[Start of section]

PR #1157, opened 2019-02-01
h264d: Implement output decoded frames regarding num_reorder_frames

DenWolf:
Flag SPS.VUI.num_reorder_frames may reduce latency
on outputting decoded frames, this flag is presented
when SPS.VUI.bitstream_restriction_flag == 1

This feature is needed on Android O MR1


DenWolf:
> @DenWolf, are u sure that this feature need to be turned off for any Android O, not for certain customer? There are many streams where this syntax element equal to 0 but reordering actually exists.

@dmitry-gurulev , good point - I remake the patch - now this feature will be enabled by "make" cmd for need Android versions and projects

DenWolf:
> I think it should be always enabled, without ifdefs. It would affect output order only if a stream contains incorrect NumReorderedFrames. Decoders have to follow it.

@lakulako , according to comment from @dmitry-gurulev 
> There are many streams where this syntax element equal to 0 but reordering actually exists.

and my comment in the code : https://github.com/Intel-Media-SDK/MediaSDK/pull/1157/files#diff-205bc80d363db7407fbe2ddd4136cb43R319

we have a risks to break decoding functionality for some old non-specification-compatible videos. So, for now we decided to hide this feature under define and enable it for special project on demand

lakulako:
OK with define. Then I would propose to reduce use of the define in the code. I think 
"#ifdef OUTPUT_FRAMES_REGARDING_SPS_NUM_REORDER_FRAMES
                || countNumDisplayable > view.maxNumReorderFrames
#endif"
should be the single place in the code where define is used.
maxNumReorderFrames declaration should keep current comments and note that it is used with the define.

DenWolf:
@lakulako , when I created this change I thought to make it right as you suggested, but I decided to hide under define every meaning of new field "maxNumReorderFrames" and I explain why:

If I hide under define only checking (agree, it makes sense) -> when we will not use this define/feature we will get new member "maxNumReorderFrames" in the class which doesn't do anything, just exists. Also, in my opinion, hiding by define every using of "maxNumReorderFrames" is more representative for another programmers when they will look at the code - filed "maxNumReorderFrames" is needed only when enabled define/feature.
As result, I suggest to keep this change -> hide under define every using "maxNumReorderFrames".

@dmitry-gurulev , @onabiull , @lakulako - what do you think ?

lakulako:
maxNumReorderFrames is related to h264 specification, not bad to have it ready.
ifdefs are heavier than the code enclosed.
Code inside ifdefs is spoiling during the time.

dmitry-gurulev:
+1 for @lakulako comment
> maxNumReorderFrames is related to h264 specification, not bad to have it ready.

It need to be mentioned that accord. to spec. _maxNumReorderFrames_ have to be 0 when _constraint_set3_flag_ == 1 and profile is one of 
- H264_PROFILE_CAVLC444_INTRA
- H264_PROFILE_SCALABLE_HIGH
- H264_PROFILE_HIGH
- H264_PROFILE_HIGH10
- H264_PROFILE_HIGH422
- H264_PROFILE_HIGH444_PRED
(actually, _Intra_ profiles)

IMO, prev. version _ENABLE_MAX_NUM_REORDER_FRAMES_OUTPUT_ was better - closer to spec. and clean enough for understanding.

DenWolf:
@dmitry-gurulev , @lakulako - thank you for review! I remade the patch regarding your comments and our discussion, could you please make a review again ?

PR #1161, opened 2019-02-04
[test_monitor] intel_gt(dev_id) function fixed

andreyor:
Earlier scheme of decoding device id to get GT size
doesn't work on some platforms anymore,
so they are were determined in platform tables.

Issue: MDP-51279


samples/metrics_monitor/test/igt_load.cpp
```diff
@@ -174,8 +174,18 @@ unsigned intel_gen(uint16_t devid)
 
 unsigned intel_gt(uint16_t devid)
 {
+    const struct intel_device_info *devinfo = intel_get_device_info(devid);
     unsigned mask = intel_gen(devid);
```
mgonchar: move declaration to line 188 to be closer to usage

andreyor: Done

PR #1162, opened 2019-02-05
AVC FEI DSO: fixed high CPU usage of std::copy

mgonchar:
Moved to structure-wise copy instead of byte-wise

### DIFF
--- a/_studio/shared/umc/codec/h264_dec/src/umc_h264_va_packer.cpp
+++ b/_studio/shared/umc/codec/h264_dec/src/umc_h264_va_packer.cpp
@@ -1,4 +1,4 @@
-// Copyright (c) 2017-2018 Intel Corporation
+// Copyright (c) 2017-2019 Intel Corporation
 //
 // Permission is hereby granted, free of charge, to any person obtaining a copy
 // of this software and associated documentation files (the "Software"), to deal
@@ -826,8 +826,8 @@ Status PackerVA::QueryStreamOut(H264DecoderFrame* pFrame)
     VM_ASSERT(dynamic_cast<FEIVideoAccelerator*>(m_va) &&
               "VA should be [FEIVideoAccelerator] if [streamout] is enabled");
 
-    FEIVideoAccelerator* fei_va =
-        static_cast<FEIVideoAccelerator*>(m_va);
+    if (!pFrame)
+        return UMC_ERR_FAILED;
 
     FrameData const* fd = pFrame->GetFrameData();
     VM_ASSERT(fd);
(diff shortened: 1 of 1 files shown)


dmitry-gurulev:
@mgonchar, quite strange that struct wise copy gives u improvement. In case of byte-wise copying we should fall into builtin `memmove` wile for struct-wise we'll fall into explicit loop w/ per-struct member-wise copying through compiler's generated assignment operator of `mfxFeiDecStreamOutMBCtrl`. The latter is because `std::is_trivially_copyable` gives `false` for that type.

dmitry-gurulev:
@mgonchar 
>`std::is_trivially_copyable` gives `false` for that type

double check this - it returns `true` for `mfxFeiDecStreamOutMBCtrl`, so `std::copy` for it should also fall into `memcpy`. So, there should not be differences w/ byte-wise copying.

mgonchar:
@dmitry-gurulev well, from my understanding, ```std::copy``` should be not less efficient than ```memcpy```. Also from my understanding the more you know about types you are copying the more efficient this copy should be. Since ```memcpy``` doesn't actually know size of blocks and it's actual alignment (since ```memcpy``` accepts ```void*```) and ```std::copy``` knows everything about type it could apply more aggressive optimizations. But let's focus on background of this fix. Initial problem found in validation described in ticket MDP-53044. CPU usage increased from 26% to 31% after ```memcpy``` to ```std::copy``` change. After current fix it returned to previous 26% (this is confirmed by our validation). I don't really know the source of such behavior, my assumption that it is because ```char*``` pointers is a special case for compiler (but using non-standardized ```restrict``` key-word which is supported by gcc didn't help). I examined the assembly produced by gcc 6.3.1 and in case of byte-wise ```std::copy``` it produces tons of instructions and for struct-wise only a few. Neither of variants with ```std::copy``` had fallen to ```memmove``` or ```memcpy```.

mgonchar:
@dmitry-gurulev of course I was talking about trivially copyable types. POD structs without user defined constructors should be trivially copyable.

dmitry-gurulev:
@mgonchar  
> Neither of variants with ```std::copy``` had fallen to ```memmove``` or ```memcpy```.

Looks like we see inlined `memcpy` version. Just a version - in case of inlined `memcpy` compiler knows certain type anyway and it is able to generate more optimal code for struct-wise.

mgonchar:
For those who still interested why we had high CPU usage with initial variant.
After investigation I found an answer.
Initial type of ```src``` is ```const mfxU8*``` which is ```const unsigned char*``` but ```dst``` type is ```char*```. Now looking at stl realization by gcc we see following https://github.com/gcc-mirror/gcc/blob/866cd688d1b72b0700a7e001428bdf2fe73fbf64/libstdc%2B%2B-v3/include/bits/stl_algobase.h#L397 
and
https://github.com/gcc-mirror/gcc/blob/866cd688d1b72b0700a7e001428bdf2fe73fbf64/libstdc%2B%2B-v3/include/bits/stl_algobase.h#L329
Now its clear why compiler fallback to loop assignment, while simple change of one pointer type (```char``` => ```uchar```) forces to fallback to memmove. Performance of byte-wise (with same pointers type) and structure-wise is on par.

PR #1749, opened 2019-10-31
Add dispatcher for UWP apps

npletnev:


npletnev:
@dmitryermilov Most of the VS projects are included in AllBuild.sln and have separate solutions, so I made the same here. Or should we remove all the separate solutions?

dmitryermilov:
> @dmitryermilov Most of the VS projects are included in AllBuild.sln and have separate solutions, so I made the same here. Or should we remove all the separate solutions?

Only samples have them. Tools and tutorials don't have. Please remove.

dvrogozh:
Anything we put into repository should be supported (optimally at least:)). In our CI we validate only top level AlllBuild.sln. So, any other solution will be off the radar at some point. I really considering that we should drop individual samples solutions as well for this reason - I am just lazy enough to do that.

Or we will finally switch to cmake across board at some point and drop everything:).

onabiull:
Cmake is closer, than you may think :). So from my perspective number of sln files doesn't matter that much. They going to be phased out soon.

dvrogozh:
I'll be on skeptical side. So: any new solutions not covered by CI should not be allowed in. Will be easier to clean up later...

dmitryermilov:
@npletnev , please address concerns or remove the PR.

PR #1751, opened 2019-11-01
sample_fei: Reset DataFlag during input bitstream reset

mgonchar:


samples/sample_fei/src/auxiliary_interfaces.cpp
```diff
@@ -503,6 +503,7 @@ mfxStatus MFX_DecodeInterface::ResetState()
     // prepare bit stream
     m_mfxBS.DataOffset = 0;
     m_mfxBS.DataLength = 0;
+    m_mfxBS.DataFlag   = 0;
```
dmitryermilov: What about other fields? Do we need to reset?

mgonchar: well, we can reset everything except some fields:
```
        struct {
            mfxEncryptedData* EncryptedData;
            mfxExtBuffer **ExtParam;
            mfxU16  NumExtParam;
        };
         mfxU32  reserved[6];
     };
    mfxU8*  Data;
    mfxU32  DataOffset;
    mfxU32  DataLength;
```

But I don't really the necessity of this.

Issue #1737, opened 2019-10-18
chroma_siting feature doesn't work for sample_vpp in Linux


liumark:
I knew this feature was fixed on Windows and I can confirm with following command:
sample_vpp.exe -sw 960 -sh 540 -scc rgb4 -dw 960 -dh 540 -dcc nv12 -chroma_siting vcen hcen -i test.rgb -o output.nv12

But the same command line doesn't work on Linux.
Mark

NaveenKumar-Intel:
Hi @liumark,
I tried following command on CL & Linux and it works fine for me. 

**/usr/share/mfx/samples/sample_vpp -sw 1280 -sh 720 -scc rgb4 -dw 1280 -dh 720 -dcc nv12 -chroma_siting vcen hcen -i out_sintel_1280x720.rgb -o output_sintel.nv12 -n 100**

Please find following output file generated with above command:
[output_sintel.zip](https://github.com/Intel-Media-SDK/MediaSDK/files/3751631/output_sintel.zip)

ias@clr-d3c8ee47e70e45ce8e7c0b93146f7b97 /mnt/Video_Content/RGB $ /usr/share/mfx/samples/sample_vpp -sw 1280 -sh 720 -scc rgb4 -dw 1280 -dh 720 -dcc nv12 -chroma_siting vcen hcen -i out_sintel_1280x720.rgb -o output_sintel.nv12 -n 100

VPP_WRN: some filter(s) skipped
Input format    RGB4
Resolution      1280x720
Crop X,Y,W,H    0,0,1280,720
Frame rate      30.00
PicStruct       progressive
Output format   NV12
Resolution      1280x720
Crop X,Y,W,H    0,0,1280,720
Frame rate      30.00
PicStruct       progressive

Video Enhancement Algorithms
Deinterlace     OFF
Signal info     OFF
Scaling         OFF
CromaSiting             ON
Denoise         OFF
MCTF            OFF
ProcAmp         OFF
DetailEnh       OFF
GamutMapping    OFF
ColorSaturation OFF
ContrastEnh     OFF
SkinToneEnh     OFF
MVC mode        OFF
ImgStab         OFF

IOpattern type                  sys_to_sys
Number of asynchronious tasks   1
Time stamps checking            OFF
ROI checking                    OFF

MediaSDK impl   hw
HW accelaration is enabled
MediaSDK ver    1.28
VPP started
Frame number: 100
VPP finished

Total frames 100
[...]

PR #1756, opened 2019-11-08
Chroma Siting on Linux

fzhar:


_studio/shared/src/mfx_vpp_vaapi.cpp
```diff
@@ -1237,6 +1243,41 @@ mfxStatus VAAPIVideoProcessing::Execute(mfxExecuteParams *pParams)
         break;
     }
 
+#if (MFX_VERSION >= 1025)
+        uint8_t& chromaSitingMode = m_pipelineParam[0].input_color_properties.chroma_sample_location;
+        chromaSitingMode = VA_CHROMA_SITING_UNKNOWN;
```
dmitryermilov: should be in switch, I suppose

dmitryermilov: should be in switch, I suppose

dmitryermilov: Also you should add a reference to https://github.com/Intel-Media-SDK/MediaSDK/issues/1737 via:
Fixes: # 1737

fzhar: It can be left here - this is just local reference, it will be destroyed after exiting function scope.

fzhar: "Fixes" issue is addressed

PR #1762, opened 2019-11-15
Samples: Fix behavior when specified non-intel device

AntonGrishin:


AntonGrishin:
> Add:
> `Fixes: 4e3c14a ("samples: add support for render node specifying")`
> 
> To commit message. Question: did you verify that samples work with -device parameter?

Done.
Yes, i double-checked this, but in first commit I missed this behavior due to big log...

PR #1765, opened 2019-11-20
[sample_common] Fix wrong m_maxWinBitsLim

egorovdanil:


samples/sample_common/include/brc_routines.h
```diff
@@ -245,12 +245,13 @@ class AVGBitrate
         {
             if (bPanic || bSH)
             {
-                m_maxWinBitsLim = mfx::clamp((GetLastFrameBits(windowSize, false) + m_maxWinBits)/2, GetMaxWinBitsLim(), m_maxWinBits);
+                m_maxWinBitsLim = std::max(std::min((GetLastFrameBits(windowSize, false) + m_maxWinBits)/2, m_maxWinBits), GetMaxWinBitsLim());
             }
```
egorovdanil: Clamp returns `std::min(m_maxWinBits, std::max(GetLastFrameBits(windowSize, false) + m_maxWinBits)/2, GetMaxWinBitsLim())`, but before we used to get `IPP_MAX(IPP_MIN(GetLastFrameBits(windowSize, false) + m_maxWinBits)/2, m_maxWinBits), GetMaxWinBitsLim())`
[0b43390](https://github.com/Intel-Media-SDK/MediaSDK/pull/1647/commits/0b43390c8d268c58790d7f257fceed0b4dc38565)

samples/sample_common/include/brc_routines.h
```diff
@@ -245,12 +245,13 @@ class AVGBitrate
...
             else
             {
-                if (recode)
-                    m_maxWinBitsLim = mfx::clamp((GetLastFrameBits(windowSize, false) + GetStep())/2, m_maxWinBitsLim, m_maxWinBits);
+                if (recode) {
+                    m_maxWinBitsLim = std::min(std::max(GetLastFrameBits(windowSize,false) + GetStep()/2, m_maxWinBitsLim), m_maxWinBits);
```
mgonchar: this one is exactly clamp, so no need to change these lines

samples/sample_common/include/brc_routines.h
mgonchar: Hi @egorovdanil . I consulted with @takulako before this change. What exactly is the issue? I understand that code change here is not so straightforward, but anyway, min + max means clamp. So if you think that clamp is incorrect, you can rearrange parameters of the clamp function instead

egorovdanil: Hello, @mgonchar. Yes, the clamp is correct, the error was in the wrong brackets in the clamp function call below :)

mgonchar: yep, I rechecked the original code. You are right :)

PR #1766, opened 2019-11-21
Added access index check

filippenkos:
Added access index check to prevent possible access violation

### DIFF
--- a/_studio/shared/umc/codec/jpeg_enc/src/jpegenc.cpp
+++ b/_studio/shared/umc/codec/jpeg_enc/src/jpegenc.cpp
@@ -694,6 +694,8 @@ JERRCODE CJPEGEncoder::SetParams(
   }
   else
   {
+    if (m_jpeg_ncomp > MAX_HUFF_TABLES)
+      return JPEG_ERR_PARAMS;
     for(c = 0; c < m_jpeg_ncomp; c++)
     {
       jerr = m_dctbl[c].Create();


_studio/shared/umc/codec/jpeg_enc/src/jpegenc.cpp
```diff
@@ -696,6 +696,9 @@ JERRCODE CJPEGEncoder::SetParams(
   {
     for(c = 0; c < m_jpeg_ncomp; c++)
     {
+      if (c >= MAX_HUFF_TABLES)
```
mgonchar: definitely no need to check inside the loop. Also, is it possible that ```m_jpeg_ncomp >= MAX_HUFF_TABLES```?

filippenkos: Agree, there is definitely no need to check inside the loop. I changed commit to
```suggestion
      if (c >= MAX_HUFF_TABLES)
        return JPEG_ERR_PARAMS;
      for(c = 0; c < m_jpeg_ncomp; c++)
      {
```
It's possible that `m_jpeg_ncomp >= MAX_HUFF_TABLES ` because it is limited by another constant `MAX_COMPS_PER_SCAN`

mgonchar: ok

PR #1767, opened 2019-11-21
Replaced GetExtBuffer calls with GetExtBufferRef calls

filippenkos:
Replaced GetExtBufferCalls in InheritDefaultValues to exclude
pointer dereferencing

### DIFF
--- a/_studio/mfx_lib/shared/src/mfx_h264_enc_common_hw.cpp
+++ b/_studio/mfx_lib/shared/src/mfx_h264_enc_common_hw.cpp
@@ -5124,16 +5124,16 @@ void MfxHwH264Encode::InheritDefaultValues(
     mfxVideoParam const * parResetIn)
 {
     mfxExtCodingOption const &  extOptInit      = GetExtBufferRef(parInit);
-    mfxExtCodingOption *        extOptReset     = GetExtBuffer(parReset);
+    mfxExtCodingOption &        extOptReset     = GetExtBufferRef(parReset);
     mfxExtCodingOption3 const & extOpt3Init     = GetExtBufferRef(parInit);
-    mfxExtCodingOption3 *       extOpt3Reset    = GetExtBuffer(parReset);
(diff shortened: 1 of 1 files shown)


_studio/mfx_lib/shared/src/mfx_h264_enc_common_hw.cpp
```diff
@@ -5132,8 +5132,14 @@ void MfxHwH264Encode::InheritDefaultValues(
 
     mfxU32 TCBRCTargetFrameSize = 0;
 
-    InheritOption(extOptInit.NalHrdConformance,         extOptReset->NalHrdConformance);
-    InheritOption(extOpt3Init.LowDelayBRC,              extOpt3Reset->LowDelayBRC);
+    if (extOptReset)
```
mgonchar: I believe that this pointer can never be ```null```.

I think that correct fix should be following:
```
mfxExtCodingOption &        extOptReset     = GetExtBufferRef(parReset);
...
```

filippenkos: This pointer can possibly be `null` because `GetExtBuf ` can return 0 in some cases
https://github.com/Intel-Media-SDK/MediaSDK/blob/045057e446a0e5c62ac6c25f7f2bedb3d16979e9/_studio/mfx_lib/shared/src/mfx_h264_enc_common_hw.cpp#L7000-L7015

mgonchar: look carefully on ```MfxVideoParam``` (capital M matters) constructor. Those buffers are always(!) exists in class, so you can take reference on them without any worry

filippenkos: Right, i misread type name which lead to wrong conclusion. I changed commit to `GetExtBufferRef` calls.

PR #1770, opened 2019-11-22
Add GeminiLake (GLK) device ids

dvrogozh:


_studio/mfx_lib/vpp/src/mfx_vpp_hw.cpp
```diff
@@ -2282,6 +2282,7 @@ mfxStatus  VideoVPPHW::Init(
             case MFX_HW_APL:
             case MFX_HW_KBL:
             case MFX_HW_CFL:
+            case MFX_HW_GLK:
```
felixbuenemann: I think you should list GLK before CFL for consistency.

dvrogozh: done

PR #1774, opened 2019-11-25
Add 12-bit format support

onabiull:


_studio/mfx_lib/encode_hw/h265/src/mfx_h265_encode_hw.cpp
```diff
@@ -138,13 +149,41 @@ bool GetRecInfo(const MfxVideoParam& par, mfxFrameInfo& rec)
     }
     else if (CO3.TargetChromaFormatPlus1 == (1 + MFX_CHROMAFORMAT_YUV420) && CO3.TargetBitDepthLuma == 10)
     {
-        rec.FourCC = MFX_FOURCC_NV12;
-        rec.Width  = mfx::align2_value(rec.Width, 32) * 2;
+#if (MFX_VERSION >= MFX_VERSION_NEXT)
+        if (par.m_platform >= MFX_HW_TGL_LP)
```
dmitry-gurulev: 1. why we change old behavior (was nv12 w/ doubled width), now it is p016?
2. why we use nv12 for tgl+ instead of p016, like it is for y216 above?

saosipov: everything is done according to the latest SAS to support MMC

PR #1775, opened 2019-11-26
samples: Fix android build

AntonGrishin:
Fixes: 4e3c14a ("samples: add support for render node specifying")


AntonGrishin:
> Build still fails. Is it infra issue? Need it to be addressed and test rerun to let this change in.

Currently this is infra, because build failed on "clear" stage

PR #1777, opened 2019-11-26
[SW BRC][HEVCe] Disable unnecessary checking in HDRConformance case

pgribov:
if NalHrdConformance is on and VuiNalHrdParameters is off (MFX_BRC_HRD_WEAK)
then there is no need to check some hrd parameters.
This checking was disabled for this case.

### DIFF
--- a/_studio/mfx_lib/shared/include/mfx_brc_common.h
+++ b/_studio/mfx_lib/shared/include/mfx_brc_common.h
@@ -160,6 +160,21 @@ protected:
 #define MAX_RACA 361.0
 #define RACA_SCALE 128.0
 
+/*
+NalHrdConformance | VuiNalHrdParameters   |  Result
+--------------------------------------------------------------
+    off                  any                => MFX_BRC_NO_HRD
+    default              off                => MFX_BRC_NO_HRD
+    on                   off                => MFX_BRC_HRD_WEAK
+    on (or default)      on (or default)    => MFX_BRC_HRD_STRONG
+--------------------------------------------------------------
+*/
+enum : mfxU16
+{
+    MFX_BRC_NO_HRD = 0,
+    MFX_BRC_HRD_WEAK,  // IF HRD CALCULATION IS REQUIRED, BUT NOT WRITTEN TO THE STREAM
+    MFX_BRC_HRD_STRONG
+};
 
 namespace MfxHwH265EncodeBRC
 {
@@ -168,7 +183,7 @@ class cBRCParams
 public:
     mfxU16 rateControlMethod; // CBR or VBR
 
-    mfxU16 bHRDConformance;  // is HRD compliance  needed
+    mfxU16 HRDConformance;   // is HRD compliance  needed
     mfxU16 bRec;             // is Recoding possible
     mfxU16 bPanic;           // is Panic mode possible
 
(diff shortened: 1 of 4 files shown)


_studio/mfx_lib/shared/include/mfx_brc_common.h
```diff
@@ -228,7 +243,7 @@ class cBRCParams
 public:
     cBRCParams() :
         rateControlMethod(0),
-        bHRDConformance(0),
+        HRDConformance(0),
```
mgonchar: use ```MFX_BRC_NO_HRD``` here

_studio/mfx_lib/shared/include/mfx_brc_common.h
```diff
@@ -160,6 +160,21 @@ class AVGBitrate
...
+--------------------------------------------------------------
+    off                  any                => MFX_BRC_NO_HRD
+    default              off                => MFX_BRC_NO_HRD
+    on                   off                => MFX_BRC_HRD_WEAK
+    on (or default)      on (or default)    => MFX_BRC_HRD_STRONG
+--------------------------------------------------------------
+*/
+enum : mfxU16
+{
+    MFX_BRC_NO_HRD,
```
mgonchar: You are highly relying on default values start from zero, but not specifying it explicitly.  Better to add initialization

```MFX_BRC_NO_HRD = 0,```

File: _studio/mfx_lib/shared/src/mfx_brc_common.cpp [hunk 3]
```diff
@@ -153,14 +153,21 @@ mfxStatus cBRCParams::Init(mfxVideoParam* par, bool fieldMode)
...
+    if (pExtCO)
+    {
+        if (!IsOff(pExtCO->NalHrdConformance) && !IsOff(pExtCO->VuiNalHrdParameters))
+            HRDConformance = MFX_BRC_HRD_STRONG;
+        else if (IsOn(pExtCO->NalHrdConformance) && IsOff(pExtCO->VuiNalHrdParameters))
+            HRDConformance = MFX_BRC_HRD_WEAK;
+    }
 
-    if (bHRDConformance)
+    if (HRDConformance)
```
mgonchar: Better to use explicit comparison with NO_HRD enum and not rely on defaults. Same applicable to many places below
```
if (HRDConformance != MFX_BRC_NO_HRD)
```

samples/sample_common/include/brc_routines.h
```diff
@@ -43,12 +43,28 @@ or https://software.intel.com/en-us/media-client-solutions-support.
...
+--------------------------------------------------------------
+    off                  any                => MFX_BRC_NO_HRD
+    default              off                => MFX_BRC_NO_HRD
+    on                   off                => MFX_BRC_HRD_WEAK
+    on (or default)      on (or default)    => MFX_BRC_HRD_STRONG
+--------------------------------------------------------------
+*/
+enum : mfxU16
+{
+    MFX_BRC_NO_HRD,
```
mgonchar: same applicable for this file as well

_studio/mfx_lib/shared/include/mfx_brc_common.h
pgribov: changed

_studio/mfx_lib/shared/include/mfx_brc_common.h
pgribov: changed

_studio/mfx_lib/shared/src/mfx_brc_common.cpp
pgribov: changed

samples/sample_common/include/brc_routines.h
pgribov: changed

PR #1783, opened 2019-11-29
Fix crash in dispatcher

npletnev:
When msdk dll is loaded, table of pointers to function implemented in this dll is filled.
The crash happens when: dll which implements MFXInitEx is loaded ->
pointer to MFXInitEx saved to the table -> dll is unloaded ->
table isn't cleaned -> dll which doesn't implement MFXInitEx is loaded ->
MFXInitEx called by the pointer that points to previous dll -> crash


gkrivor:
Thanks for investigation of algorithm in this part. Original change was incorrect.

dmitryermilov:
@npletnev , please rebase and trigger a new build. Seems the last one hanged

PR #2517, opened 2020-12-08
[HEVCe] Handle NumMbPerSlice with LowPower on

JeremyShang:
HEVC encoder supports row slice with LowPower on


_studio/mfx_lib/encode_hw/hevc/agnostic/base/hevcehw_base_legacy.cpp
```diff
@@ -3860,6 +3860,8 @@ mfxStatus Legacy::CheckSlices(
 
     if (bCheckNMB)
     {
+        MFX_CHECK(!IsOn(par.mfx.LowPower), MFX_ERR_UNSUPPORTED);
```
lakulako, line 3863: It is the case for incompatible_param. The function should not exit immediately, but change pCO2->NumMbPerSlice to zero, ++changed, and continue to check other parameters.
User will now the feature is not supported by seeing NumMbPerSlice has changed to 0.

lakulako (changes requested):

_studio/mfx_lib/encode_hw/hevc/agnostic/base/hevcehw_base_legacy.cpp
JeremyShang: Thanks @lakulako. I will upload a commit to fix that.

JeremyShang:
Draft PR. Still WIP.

[End of section]

> _Task goal_
Copy every line of the data that holds the string "DataFlag".

> _Worked solution_
sample_fei: Reset DataFlag during input bitstream reset
+    m_mfxBS.DataFlag   = 0;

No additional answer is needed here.